The audit and risk committee manages compliance risk through the risk registers
as detailed on page 18 and through compliance audits conducted by internal
audit. Compliance audits are also conducted by external assurance providers in
certain instances, such as health and safety audits. No material occurrences of
non-compliance were reported. The board retains the ultimate responsibility for the
proper fulfilment of all functions.
Chairman
The chairman is elected by the board on an annual basis. It should be noted that
the current chairman, John Copelyn, is not an independent director due to his
directorship at Niveus’s major shareholder, HCI. In this regard, Niveus has appointed
Yunis Shaik as lead independent director to act as chairman where the independence
of the chairman may be compromised. Given the chairman’s knowledge of the
business and his commercial experience, the board deems this arrangement
appropriate and essential for achieving Niveus’s business objectives.
Evaluation
The board is evaluated on an annual basis by the remuneration committee, on both
an individual and a collective basis. In turn, the board evaluates the performance and
effectiveness of board subcommittees.
Conflicts of interest
The company secretary keeps a register of declarations of interest for all directors.

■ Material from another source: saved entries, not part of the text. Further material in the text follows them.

Issue #108, opened 2019-06-18
Avoid i/o in `.post_process_SDA_result_set` when post-processing `SDA_query` data


bocinsky:
For large queries, the strategy of writing the table and then reading it using `utils::read.table` causes significant overhead. Try and keep everything in memory.

dylanbeaudette:
Tested with soilDB test suite and appears to work as expected. Thanks @bocinsky!

PR #109, opened 2019-06-18
Avoid i/o in `.post_process_SDA_result_set`

bocinsky:
Addresses https://github.com/ncss-tech/soilDB/issues/108


bocinsky:
Should be tested further. What are the "go to" queries for testing results from SDA?

dylanbeaudette:
Tested with soilDB test suite and appears to work as expected. Thanks @bocinsky!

Directors are not disqualified from contracting within the group by virtue of
their office. However, full disclosure of the nature of a director’s interest is made
at every board meeting. Should a matter arise in which a director has an interest,
the director is disqualified from voting and may be required to recuse him/herself
from any meeting where the matter is discussed.
Executive directors must distinguish between their role as director and that of
manager. Should they be unable to reconcile the two roles, they are required to
withdraw from the discussion and the voting.
Company secretary
HCI Managerial Services Proprietary Limited, a juristic person, is the appointed
company secretary of the group and appointed by the board in terms of the
Companies Act and in accordance with JSE Listings Requirements. The company
secretary is not a director of the company.
The board has assessed the directors and the designated staff of the company
fulfilling the role of the company secretariat and is satisfied that they have the
competence, qualifications and experience to effectively fulfil the role of company
secretary. The company secretariat provides support and guidance to the board in
matters relating to governance, ethical conduct and fiduciary duties.